-- TASK OBJECTIVE --
Below this line is the material. Write out only its lines from the one containing "PR #18, opened 2016-07-20" through the one containing "This code is", both kept, exactly.
>>>
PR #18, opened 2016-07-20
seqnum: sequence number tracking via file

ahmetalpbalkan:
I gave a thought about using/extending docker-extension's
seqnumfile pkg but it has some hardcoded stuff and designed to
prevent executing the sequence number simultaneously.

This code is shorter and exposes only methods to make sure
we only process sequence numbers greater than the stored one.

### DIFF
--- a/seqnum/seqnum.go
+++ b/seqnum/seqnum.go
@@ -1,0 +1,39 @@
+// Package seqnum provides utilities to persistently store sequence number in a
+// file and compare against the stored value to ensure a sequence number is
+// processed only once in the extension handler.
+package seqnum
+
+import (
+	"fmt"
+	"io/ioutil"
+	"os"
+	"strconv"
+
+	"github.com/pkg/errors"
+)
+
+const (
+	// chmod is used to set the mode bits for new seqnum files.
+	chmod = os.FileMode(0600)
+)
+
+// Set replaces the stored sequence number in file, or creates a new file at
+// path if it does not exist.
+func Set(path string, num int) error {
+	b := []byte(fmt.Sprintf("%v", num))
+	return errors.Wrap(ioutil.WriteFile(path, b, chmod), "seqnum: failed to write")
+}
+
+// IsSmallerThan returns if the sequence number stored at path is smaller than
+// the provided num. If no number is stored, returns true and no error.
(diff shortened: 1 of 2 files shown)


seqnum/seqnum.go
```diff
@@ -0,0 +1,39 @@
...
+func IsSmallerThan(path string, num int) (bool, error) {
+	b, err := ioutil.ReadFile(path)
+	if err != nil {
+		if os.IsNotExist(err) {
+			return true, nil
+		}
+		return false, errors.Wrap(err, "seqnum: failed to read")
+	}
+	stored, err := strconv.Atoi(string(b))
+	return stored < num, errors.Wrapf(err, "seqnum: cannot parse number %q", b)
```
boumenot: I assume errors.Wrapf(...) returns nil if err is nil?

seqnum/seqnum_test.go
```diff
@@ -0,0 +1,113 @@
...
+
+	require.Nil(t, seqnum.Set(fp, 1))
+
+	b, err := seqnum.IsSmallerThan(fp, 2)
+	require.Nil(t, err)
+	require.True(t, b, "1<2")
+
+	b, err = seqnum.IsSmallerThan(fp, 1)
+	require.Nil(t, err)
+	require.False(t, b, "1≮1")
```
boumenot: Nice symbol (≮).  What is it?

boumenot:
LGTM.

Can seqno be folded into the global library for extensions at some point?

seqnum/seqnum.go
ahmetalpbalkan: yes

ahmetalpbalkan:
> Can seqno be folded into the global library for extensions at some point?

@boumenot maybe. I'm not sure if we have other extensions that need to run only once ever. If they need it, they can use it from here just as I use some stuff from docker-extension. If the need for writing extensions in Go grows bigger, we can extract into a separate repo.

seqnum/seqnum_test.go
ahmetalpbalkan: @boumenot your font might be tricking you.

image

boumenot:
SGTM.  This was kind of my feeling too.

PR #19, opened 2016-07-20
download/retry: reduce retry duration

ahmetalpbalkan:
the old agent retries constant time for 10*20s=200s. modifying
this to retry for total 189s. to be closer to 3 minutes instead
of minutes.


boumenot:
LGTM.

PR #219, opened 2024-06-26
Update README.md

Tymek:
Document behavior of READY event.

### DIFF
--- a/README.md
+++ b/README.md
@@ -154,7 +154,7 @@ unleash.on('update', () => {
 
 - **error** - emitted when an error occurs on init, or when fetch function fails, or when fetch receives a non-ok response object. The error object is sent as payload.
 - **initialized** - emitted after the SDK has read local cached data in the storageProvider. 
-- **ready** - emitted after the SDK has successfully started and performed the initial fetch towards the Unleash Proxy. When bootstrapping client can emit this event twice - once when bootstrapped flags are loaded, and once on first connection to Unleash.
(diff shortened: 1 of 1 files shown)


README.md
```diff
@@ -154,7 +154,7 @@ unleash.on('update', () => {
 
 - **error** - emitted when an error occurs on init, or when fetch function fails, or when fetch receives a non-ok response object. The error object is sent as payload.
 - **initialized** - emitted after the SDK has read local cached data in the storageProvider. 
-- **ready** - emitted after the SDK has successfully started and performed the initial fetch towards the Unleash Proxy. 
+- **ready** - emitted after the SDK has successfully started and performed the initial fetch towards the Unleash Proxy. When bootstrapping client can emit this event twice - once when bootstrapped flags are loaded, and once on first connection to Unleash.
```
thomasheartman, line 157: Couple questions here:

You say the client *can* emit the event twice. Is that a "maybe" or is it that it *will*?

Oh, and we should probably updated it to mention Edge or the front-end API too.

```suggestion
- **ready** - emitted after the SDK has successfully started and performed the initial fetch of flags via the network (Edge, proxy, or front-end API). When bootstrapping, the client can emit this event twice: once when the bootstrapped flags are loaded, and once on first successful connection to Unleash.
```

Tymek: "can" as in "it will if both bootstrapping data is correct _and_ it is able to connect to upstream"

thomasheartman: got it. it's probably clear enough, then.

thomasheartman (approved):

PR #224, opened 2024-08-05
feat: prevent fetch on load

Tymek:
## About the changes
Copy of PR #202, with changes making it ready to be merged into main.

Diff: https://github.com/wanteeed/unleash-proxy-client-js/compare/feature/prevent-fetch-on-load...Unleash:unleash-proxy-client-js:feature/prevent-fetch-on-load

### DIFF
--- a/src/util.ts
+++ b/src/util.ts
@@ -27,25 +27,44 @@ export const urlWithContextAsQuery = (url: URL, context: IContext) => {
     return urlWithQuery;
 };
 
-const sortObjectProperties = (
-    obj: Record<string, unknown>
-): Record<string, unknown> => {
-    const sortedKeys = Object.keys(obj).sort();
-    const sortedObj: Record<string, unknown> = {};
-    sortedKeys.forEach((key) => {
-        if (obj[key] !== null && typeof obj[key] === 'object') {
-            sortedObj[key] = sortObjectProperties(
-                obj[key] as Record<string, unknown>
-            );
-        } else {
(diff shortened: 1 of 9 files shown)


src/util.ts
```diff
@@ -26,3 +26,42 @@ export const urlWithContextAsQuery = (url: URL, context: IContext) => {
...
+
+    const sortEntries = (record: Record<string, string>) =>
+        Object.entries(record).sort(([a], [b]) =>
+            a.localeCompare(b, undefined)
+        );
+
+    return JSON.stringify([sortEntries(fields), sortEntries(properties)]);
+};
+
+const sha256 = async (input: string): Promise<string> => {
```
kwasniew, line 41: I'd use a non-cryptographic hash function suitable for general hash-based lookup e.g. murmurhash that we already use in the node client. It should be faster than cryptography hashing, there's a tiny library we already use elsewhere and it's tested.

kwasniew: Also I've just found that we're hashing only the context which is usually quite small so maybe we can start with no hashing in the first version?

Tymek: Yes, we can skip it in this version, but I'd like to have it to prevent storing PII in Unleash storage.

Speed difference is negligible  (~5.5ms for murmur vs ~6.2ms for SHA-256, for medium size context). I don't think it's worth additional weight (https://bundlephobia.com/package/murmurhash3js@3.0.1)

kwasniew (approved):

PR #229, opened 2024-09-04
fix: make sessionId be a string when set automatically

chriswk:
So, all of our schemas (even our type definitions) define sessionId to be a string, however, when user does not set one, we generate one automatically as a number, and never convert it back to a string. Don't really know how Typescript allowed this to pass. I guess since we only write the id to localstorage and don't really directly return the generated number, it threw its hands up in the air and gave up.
<<<
>>>
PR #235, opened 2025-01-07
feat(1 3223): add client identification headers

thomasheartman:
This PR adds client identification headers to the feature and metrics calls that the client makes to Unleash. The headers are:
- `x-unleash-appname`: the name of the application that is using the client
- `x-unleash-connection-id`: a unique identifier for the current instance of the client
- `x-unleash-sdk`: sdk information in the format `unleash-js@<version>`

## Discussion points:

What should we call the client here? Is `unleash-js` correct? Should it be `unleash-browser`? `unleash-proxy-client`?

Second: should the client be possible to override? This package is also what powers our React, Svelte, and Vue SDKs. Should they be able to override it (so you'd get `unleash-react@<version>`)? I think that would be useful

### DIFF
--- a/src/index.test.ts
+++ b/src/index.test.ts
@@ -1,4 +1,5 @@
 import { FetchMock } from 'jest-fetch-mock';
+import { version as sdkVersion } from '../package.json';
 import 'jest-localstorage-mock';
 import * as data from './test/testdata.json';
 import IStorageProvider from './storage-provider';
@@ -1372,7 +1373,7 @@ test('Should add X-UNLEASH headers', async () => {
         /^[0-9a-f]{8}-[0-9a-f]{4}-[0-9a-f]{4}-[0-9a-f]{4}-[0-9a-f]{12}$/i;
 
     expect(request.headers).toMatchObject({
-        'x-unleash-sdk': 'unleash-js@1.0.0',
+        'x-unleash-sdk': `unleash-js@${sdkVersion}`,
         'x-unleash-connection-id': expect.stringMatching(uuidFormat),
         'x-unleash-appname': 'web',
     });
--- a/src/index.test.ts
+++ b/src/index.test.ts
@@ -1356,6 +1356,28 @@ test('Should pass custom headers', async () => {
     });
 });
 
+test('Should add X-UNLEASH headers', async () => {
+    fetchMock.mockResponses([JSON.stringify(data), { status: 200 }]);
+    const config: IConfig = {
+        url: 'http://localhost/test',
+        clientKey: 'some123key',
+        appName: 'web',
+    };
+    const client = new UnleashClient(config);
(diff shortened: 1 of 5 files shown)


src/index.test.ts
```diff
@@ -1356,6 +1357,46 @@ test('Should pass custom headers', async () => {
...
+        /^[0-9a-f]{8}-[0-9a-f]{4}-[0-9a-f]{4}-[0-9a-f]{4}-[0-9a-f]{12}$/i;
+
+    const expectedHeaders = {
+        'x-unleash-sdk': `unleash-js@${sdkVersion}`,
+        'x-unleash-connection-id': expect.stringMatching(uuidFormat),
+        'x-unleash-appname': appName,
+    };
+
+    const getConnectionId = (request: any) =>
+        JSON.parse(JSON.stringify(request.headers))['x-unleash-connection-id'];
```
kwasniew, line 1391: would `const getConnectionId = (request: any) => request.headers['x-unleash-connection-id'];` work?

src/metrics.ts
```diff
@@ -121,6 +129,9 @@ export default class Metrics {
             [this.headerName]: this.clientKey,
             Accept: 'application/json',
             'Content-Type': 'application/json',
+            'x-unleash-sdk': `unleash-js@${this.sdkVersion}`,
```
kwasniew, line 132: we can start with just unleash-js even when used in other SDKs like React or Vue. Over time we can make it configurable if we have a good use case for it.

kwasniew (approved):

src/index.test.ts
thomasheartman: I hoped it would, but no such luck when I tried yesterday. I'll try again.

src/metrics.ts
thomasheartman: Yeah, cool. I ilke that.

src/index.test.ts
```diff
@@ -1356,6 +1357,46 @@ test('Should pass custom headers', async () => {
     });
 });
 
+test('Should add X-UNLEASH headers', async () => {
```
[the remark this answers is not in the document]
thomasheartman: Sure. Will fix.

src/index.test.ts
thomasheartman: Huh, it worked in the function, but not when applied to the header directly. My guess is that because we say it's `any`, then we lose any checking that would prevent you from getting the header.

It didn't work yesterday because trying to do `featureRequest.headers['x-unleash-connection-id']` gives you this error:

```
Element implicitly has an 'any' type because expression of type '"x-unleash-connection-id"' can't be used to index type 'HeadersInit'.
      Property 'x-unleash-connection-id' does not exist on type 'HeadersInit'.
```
<<<
>>>
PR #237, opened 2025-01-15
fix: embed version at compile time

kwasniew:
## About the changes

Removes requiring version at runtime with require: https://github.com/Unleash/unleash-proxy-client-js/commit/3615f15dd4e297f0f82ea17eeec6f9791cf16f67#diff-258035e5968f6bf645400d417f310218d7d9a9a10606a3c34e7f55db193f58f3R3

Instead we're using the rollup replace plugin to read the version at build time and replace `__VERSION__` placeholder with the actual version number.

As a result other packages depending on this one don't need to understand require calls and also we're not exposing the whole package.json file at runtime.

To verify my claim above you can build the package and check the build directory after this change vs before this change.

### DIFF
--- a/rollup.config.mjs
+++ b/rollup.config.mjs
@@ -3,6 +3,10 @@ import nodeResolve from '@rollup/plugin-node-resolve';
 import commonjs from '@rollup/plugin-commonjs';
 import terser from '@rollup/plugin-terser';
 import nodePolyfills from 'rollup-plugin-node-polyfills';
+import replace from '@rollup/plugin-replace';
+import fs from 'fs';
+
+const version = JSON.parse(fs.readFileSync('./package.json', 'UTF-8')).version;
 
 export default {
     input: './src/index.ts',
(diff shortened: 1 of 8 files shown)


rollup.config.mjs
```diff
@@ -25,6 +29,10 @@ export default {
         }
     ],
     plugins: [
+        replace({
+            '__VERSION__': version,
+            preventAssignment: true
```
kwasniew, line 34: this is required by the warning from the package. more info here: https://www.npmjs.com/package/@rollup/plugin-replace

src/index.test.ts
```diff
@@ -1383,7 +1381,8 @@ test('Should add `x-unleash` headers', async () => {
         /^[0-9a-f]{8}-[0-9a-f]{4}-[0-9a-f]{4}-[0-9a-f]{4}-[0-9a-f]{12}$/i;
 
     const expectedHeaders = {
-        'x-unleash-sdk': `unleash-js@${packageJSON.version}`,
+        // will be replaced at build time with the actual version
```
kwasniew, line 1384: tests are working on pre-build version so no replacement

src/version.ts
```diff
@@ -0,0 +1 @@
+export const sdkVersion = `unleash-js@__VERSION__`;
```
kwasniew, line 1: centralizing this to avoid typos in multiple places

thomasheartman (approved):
<<<
-- WRITTEN RESPONSE --
PR #18, opened 2016-07-20
seqnum: sequence number tracking via file

ahmetalpbalkan:
I gave a thought about using/extending docker-extension's
seqnumfile pkg but it has some hardcoded stuff and designed to
prevent executing the sequence number simultaneously.

This code is shorter and exposes only methods to make sure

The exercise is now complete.